Geoscience Education

Geoscience plays a unique and essential role in today's rapidly
changing world.  A knowledge of geoscience is critically
important because most human activities involve interactions with
the planet Earth.  A basic understanding of the Earth is required
for citizens to make informed decisions about the delicate
balance between resource utilization and environmental
protection.  Most K-12 teachers are poorly trained in the
geosciences, and many have had little or no training in the
geosciences beyond elementary or junior high school.  At the K-12
level, geoscience education has been largely underemphasized and
underfunded for 40 years.  We cannot afford to let that situation
persist for another 40 years.  

The NSF can improve the nation's scientific literacy by fostering
the integration of geoscience education into mainstream science
education programs at the K-12 level and the college level.  We
recommend that the NSF and the geoscience community jointly
develop and implement strategic plans for improving geoscience
education and achieving parity with other scientific disciplines. 
A major transformation is taking place in geoscience education,
and we urge NSF to continue playing an active role in that
transformation.  Several reasons for improving geoscience
education for all students are the following:  

o    Geoscience offers students subject matter which has direct
application to their lives and the world around them.  The study
of geoscience at the elementary school level provides an
effective way to create a positive attitude about science.

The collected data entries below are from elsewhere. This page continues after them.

PR #2889, opened 2023-09-05
feat (image): add image through url and add captions to an image

### LINKED ISSUE #2873: Image select control - Add a text control to add an image via URL
Add a text control under the image upload option - this would need to add another attribute to hold the image.

When an image is picked from the existing picker, the image url should be emptied.. then when the image url is typed, it should remove the picked image.

Add this in:
- image block
- try if we can add this for all blocks that can have a background image

### LINKED ISSUE #2875: Add option to add caption <figcaption> in image block
Add a new text option in the image block, to add a caption to the image. This is different from the image alt, the caption option should be above the image alt.

Adding a caption should create a `figcaption` tag below the `figure > img` tag.

figcaption docs: https://developer.mozilla.org/en-US/docs/Web/HTML/Element/figcaption

prconcepcion:
fixes #2873, fixes #2875


src/block-components/image/index.js
```diff
@@ -112,6 +115,10 @@ export const Image = props => {
 		defaultWidth={ props.defaultWidth }
 		defaultHeight={ props.defaultHeight }
 
+		figcaption={ attributes.figcaption }
+		figcaptionShow={ attributes.figcaptionShow }
+		figcaptionClasses={ props.figcaptionClasses }
```
bfintal, line 120: I think you mean `figcaptionClassnames`
```suggestion
		figcaptionClassnames={ props.figcaptionClasses }
```

src/block-components/image/index.js
```diff
@@ -161,6 +168,10 @@ Image.Content = props => {
 		hasGradientOverlay={ hasHoverOverlay }
 		hasLightbox={ attributes.imageHasLightbox }
 
+		figcaption={ attributes.figcaptionText }
+		figcaptionShow={ attributes.figcaptionShow }
+		figcaptionClasses={ props.figcaptionClasses }
```
bfintal, line 173: I think you mean `figcaptionClassnames`
```suggestion
		figcaptionClassnames={ props.figcaptionClasses }
```

src/block-components/image/image.js
```diff
@@ -444,27 +454,53 @@ const ImageContent = props => {
...
+			src={ props.src || undefined }
+			width={ width || undefined }
+			height={ height || undefined }
+			{ ...propsToPass }
+		/>
+	)
+
+	return (
+		applyFilters( 'stackable.image.save.wrapper',
+			( <Wrapper className={ props.blockName === 'stackable/image' ? undefined : imageWrapperClasses }>
```
bfintal, line 490: you might need to change this also

src/block-components/image/image.js
```diff
@@ -444,27 +454,53 @@ const ImageContent = props => {
...
+			</Wrapper> ), imageWrapperClasses, props?.version, notImageBlock, Wrapper, props.blockName
+		)
 	)
 }
 
 ImageContent.defaultProps = {
 	imageId: '',
 
+	blockName: '',
+
```
bfintal, line 503: Don't forget to remove this

src/block/image/deprecated.js
```diff
@@ -3,6 +3,25 @@ import { attributes } from './schema'
 
 import { withVersion } from '~stackable/higher-order'
 
+import { addFilter } from '@wordpress/hooks'
+import { semverCompare } from '~stackable/util'
+
+addFilter( 'stackable.image.save.wrapper', 'stackable/newWrapper', ( output, imageWrapperClasses, version, notImageBlock, Wrapper, blockName ) => {
```
bfintal, line 9: It's odd that you're padding `notImageBlock` here. `notImageBlock` should be removed from the block component

src/block/image/edit.js
```diff
@@ -102,6 +116,7 @@ const Edit = props => {
 				className={ blockClassNames }
 			>
 				<Image
+					figcaptionClasses={ figcaptionClasses }
```
bfintal, line 119:
```suggestion
					figcaptionClassnames={ figcaptionClasses }
```

bfintal (changes requested):

bfintal (changes requested):
Some recommendations and comments:
- The background image url should be responsive, they can set a different value for tablet or mobile (so they can mix things e.g. uploaded image for desktop, then typed in url for mobile). For non-background images, it's okay for it to be non-responsive
- If you don't have an image, the caption do not show up
- Add a placeholder for the caption
- Caption is not showing in frontend

bfintal (changes requested):
Some findings:
- Adding an image URL in a background doesn't show the background image options. If you pick an image from the media manager from the upload button, it will show additional background image options - entering an image url should also show the same.
- Adding a background image URL doesn't work if you have a background gradient. Looks like the styles are added differently - if you try adding a background image using the upload button, it shows the gradient correctly.

andeng1106:
Additional issues found:
- #2875
  - When Image block is inside an Accordion block and I enabled Container for the accordion content area, added a text color for Parent Hovered state, it doesn't show the color upon hovering. (issue in editor only)
  Here's a vid, comparing Image caption with a Text block:

https://github.com/gambitph/Stackable/assets/103395655/bc4548b4-7025-421e-af91-302cf87f6d2d

andeng1106:
Remaining issues for https://github.com/gambitph/Stackable/issues/2873:

- [ ]  Image block - No preview in Focal Point:

https://github.com/gambitph/Stackable/assets/103395655/cb950128-b831-4767-9c22-49c2b0601659

- [ ] When uploading Background image on all responsive views and use both (uploaded image on desktop > url image on desktop & uploaded image on tablet & mobile), it doesn't show properly on **editor only**
    - Example scenario: Added an image url on desktop & uploaded image on tablet & mobile. It doesn't show the uploaded image on tablet & mobile.
  

https://github.com/gambitph/Stackable/assets/103395655/00e10f1e-e784-4075-9819-9def0c67a6c2

- [ ] When adding Background Image URL, Background panel doesn't automatically enable
   - Related to: https://github.com/gambitph/Stackable/issues/2673
 
@prconcepcion

prconcepcion:
@bfintal the last 2 commits are related to what we have talked about yesterday

src/components/block-css/index.js
```diff
@@ -219,15 +221,32 @@ const BlockCss = props => {
...
+		valueDesktop = getValue( attrName, 'desktop', 'normal' )
+		if ( hasHover ) {
+			valueDesktopHover = getValue( attrName, 'desktop', 'hover' )
+		}
+		if ( hasParentHover ) {
+			valueDesktopParentHover = getValue( attrName, 'desktop', 'parent-hover' )
+		}
+		if ( hasCollapsed ) {
+			valueDesktopCollapsed = getValue( attrName, 'desktop', 'collapsed' )
+		}
```
bfintal, line 236: This looks unnecessarily repeated. I would recommend just having `hasDesktop` to be true if `responsive === false`

bfintal (changes requested):

andeng1106:
Remaining issue 1 & 2 has been fixed. This one hasn't been included in the fix yet but might be a good suggestion. Should we not fix this for now? @bfintal 
> * [ ]  When adding Background Image URL, Background panel doesn't automatically enable
>   
>   * Related to: [When adding a background image or background color, auto-enable hasBackground #2673](https://github.com/gambitph/Stackable/issues/2673)
> 
>

bfintal:
> Remaining issue 1 & 2 has been fixed. This one hasn't been included in the fix yet but might be a good suggestion. Should we not fix this for now? @bfintal 
> 
> > * [ ]  When adding Background Image URL, Background panel doesn't automatically enable
> 
> >   
> 
> >   * Related to: [When adding a background image or background color, auto-enable hasBackground #2673](https://github.com/gambitph/Stackable/issues/2673)
> 
> > 
> 
> > 
> 
> 
> 
> 

Good idea, let's add this

src/block-components/image/image.js
```diff
@@ -312,6 +313,7 @@ const Image = memo( props => {
 			) }
 			{ props.children }
 		</ResizableBox>
+
```
bfintal, line 316:
```suggestion
```

PR #2891, opened 2023-09-11
feat (border-radius): added four range border control

### LINKED ISSUE #2877: Turn border radius option into four range controls
Do this for block, background and container borders

prconcepcion:
fixes #2877


src/block-components/helpers/borders/style.js
```diff
@@ -33,6 +33,58 @@ const Styles = props => {
 				hover="all"
```
prconcepcion, line 33: @bfintal left this become the attribute only changes when the block was clicked

src/block-components/helpers/borders/deprecated.js
```diff
@@ -0,0 +1,43 @@
+import { addFilter } from '@wordpress/hooks'
+import { dispatch } from '@wordpress/data'
+
+addFilter( 'stackable.block-component.helpers', 'borders', ( output, getAttribute, updateAttributes ) => {
+	const borderRadius = getAttribute( 'borderRadius' )
+	const borderRadiusTablet = getAttribute( 'borderRadiusTablet' )
+	const borderRadiusMobile = getAttribute( 'borderRadiusMobile' )
+	dispatch( 'core/block-editor' ).__unstableMarkNextChangeAsNotPersistent()
```
bfintal, line 8: `__unstableMarkNextChangeAsNotPersistent` applies to the **next** `updateAttributes` call. Right now this is called with the possibility that 0-3 `updateAttributes` would be called.

I recommend combining all of the attributes to be changed into just one object (all the changes in just one call) also.

src/block-components/helpers/borders/edit.js
```diff
@@ -40,10 +40,13 @@ export const BorderControls = props => {
 	const {
 		getAttribute,
 		getAttrName,
+		updateAttributes,
 	} = useAttributeEditHandlers( props.attrNameTemplate )
 
 	const borderTypeValue = getAttribute( 'borderType' ) || props.borderTypeValue
 
+	applyFilters( 'stackable.block-component.helpers', null, getAttribute, updateAttributes )
```
bfintal, line 48: The hook name `stackable.block-component.helpers` is too generic and feels that it belong to the entire `helpers` and not just the `border`

I suggest using `stackable.block-component.helpers.borders`

```suggestion
	applyFilters( 'stackable.block-component.helpers', null, getAttribute, updateAttributes )
```

src/block-components/helpers/borders/style.js
bfintal: @prconcepcion please add a comment about this

Also add a comment in the attribute list because you are going to leave `borderRadius` there

bfintal (changes requested):

src/block-components/helpers/borders/deprecated.js
```diff
@@ -0,0 +1,35 @@
+import { addFilter } from '@wordpress/hooks'
+import { dispatch } from '@wordpress/data'
+
+addFilter( 'stackable.block-component.helpers.borders', 'borders', ( output, getAttribute, updateAttributes ) => {
+	const borderRadius = getAttribute( 'borderRadius' )
+	const borderRadiusTablet = getAttribute( 'borderRadiusTablet' )
+	const borderRadiusMobile = getAttribute( 'borderRadiusMobile' )
+	dispatch( 'core/block-editor' ).__unstableMarkNextChangeAsNotPersistent()
+
+	if ( borderRadius || borderRadiusTablet || borderRadiusMobile ) {
```
bfintal, line 10:
```suggestion
	if ( borderRadius || borderRadiusTablet || borderRadiusMobile ) {
		dispatch( 'core/block-editor' ).__unstableMarkNextChangeAsNotPersistent()
```

andeng1106:
@prconcepcion Design Library navigation menu might be affected:

Screenshot 2023-10-04 at 8 13 18 PM

PR #2898, opened 2023-09-19
fix: PHP stripos() error on Firefox

### LINKED ISSUE #2897: PHP `stripos()` error on Firefox if debug mode is enabled
**Describe the bug**
- Errors are only visible on Firefox browser. Make sure to use this browser.
- Related to this issue: https://wordpress.org/support/topic/php8-2-errors/
   - User is using [LibreWolf](https://librewolf.net/) which is a custom version of Firefox
- PHP version/s used: 8.2.8, 8.2.10

Plugins/Theme needed:
- Blocksy Theme
- Query Monitor

**To Reproduce**
1. Activate Blocksy Theme
2. Activate Query Monitor (or enable debug mode)
3. Add a new page
4. Add a Native Heading block
5. Add a Stackable Heading block
6. Publish page
7. Go to Frontend
8. Go to Query Monitor > PHP Errors
9. See the error with this Message: `stripos(): Passing null to parameter #1 ($haystack) of type string is deprecated`

**Expected behavior**
Should not show `stripos()` errors on Firefox browser.

**Screenshots**

https://github.com/gambitph/Stackable/assets/103395655/4645bc8c-b73d-4dfa-855b-78feca7ce896

**Desktop:**
 - OS: MacOS
 - Browser: Firefox
 - Browser Version: 117.0.1 (64-bit)

mxkae:
fixes #2897

### DIFF
--- a/src/block-components/alignment/index.php
+++ b/src/block-components/alignment/index.php
@@ -42,7 +42,7 @@ if ( ! empty( $user_agent ) && $load_polyfill ) {
 	if ( ! function_exists( 'stackable_render_block_alignment_frontend_polyfill' ) ) {
 
 		function stackable_render_block_alignment_frontend_polyfill ( $block_content, $block ) {
-			if ( stripos( $block[ 'blockName' ], 'stackable/' ) === false ) {
+			if ( stripos( $block[ 'blockName' ] ?? '', 'stackable/' ) === false ) {
 				return $block_content;
 			}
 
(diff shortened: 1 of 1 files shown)


mxkae:
stripos() doesn't allow null to be passed as the haystack parameter; should I use null coalescing operator for all stripos() or only in /src/block-components/alignment/index.php since it is the only indicated location of error?
Screenshot 2023-09-19 at 11 52 51 PM

src/block-components/alignment/index.php
```diff
@@ -42,7 +42,7 @@
 	if ( ! function_exists( 'stackable_render_block_alignment_frontend_polyfill' ) ) {
 
 		function stackable_render_block_alignment_frontend_polyfill ( $block_content, $block ) {
-			if ( stripos( $block[ 'blockName' ], 'stackable/' ) === false ) {
+			if ( stripos( $block[ 'blockName' ] ?? '', 'stackable/' ) === false ) {
```
bfintal, line 45: We cannot use `??` because this is was introduced in PHP 7.0, we need to support lower versions of PHP

bfintal (changes requested):

PR #2909, opened 2023-10-04
fix: display theme font family in global typography

### LINKED ISSUE #2858: Global Typography panel does not show the actual font family used by the current block theme
**Describe the bug**
- Global Typography settings doesn't show the default font family for the current block theme
- Issue happens on:
   - site editor
   - post/page editor (when switching to tablet and mobile view)
- Issue only in Global Typography settings, it displays correctly in content area

**To Reproduce**
1. Go to site editor
2. Go to Global Settings
3. Go to Global Typography
4. See that it doesn't use the default font family for the current theme but instead uses **serif** font

**Expected behavior**
- Global Typography settings should display the default font family used by current theme

**Screenshots**
_**Post / Page Editor**_

https://github.com/gambitph/Stackable/assets/103395655/46052e1a-43a3-41ac-b4ff-41350bacf1f9

_**Site Editor**_

https://github.com/gambitph/Stackable/assets/103395655/21832f24-9350-4b15-a8cc-2c44f0f377de

mxkae:
fixes #2858

### DIFF
--- a/src/plugins/global-settings/typography/get-theme-styles.js
+++ b/src/plugins/global-settings/typography/get-theme-styles.js
@@ -1,0 +1,22 @@
+export const getThemeStyles = () => {
+	const iframe = document.querySelector( 'iframe[name="editor-canvas"]' )
+	let themeStyles = ''
+
+	if ( iframe ) {
+		const doc = iframe.contentDocument || iframe.contentWindow.document
+
+		// theme styles are stored in <style> tags that are direct children of body
+		let styleList = doc.querySelectorAll( 'body style' )
+
+		// converts node list to array
+		styleList = Array.from( styleList )
+
+		styleList.forEach( style => {
+			// retrieves css rules with .editor-styles-wrapper only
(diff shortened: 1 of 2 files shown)


andeng1106:
@mxkae Issue still happens in Site Editor for WP versions 6.1 & 6.2

bfintal:
> @mxkae Issue still happens in Site Editor for WP versions 6.1 & 6.2

Does this happen in Site Editor 6.3? If it works in 6.3, then let's not support this in 6.2 & 6.1 unless there are errors.

src/plugins/global-settings/typography/get-theme-styles.js
```diff
@@ -0,0 +1,27 @@
+export const getThemeStyles = () => {
```
bfintal, line 1:
```suggestion
// This function collects all the styles inside the editor iframe that contain the selector .editor-styles-wrapper.
export const getThemeStyles = () => {
```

o    Civilization is absolutely dependent upon responsible
utilization of Earth's energy, mineral, and water resources.  

o    Geoscience plays a key role in environmental protection. 

o    Geoscience offers experience in a diverse range of
interrelated scientific disciplines. It serves as an excellent
vehicle for utilizing and integrating the theories and methods of
chemistry, physics, and biology.  

o    Geoscience education and awareness is a key element in
reducing the impact of natural hazards, such as earthquakes,
volcanic eruptions, hurricanes, tornadoes, and floods. 

o    Geoscience issues are becoming increasingly intertwined with
public policy.

At the college level, a dramatic decline in earth science majors
has caused concern among educators and administrators.  One
possible explanation is that curricula are lagging behind student
interest in environmental issues and changing employment
opportunities.  New teaching methods combined with improvements
in college and pre-college geoscience curricula may help capture
and hold the curiosity and enthusiasm of students.  At the
graduate level, there is a need for more NSF fellowships.  The
need for graduate fellowships is particularly critical in the
geosciences because students are increasingly interested in
conducting research that crosses traditional disciplinary,
departmental, and funding boundaries.  

Ethnic minorities are severely underrepresented among geoscience
majors and graduate students.  Women are also underrepresented
among geoscience majors, and the problem is substantially worse
at the graduate level.  It is unlikely that the geoscience
profession can flourish without greater participation by ethnic
minorities and women.  Continued NSF leadership is needed to
increase recruitment and retention of underrepresented groups
through scholarships and mentoring, and to develop strategies to
address underlying factors that prevent greater participation of
those groups.  

AGI appreciates this opportunity to present our views to the
committee.  We would be pleased to answer any questions or to
provide additional information for the record.